**Task to complete**
Every line below that holds the string "query" should be copied.

**Input records**
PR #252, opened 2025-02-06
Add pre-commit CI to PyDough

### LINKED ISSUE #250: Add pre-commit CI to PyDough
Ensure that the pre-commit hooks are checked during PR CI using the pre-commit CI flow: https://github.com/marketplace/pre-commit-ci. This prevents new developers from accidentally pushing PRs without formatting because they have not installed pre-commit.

* * *

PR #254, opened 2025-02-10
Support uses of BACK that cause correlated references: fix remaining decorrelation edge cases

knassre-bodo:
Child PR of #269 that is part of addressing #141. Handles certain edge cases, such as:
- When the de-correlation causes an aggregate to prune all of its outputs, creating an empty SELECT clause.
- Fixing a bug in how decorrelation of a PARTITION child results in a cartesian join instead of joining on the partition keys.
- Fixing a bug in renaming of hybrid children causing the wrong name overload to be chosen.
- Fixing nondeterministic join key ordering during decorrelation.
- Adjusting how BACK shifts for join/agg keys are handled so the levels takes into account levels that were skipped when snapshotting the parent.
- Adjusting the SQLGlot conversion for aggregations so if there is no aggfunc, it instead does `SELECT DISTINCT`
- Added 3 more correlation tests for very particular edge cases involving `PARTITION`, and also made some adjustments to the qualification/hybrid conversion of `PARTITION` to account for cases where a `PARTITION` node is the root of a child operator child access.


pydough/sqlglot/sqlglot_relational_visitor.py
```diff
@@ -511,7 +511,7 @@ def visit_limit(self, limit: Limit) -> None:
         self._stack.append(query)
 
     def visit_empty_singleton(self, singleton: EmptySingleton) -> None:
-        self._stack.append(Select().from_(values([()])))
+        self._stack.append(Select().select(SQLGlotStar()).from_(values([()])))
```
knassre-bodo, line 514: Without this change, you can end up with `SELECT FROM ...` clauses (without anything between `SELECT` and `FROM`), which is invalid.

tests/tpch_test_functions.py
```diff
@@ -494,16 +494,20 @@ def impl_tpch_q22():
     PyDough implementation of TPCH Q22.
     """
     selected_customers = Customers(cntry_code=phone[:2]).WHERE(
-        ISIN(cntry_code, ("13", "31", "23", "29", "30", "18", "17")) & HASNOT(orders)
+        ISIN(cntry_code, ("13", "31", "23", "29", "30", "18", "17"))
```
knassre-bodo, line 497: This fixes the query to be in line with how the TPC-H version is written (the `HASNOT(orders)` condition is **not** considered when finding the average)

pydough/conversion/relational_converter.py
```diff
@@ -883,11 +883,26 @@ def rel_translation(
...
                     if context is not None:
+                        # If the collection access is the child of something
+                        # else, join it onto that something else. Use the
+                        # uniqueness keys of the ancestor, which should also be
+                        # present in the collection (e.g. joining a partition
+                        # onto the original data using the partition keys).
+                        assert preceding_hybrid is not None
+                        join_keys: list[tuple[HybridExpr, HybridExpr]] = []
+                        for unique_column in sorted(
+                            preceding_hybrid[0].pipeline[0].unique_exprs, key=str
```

**Completed task**
         self._stack.append(query)
knassre-bodo, line 497: This fixes the query to be in line with how the TPC-H version is written (the `HASNOT(orders)` condition is **not** considered when finding the average)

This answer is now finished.